2. Compute $V$ with `SmearLvl1` from $U$.
3. Compute $W$ with `ProjectU3` from $V$.
4. Multiply staggered phases into $W$ and apply imaginary $\mu$ if nonzero.
5. Accumulate Naik, 3-link, 5-link, LePage, and 7-link derivatives. These are computed as a derivative w.r.t. $W$, and hence form the $\partial X/\partial W$ term discussed earlier. They are mostly computed with `contribution_*link*` kernels, except for the Naik and 3-link. There some extra set up is carried out in addition to the derivative calculation by `_createNaikF1` and `F1_create_3Link`.
6. Multiply staggered phases into $V$ and compute the derivative of the $U(3)$ projection w.r.t. $V$, i.e. $\partial W/\partial V$. Besides doing this derivative, `_createF2` multiplies $\partial X/\partial W$ with $\partial W/\partial V$, storing the result in `Force`.
7. Staggered phases are multiplied into $U$ and stored in $_GaugeU3P$ to reduce memory burden.

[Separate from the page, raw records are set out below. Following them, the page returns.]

PR #1248, opened 2016-08-17
Teacher updates student id

nathanstitt:
Goes with https://github.com/openstax/tutor-js/pull/1288, can be merged before it is though

### DIFF
--- a/app/controllers/api/v1/students_controller.rb
+++ b/app/controllers/api/v1/students_controller.rb
@@ -37,18 +37,23 @@ class Api::V1::StudentsController < Api::V1::ApiController
     #{json_schema(Api::V1::StudentRepresenter, include: :writeable)}
   EOS
   def update
+    @period_update_result = nil
     @student.with_lock do
       OSU::AccessPolicy.require_action_allowed!(:update, current_api_user, @student)
-      payload = consume!(Hashie::Mash.new, represent_with: Api::V1::StudentRepresenter)
-      period = CourseMembership::Models::Period.find(payload['course_membership_period_id'])
-      @result = MoveStudent.call(student: @student, period: period)
-      OSU::AccessPolicy.require_action_allowed!(:update, current_api_user, @student)
+      payload = consume!(@student, represent_with: Api::V1::StudentRepresenter)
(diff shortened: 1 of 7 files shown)


app/representers/api/v1/student_teacher_update_representer.rb
```diff
@@ -0,0 +1,16 @@
...
+    property :student_identifier,
+             type: String,
+             writeable: true,
+             readable: true,
+             schema_info: {
+               required: true
+             }
+
+  end
+end
```
jpslav: Why not just put this in the existing `StudentRepresenter`?

app/controllers/api/v1/students_controller.rb
```diff
@@ -37,18 +37,23 @@ def update_self
     #{json_schema(Api::V1::StudentRepresenter, include: :writeable)}
   EOS
   def update
+    @period_update_result = nil
     @student.with_lock do
       OSU::AccessPolicy.require_action_allowed!(:update, current_api_user, @student)
-      payload = consume!(Hashie::Mash.new, represent_with: Api::V1::StudentRepresenter)
-      period = CourseMembership::Models::Period.find(payload['course_membership_period_id'])
-      @result = MoveStudent.call(student: @student, period: period)
-      OSU::AccessPolicy.require_action_allowed!(:update, current_api_user, @student)
```
jpslav: Why was this line here a second time, and why is it gone now?

app/representers/api/v1/student_teacher_update_representer.rb
nathanstitt: While they're identical right now, I thought that the Teacher shouldn't be able to update the same fields the student does.  

For instance in the future we might allow a student to directly edit their name (w/out going through accounts), but we wouldn't want a Teacher to do so.

app/controllers/api/v1/students_controller.rb
nathanstitt: Hm, at first I thought it was an oversight, but now suspect it's checking that teacher also has permissions on the period the student is moving to.  It uses `UserIsCourseTeacher` to verify the user is a teacher on the student's course.  I'm restoring it and commenting to that effect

8. `_TmpForce` is overwritten with $(\partial X/\partial W)(\partial W/\partial V)(\partial V_3/\partial U)$, where $V_3$ indicates the 3-link part of $V$. This is done by `F3_create_3Link`.
9. We then add to `_TmpForce` contributions from the 5- and 7-link derivatives, completing the chain rule.
10. At the end, `_finalizeF3` multiplies `_TmpForce` by $U$ on the left, which maintains gauge invariance, then takes the traceless, antihermitian part of the result. This is the fermion force.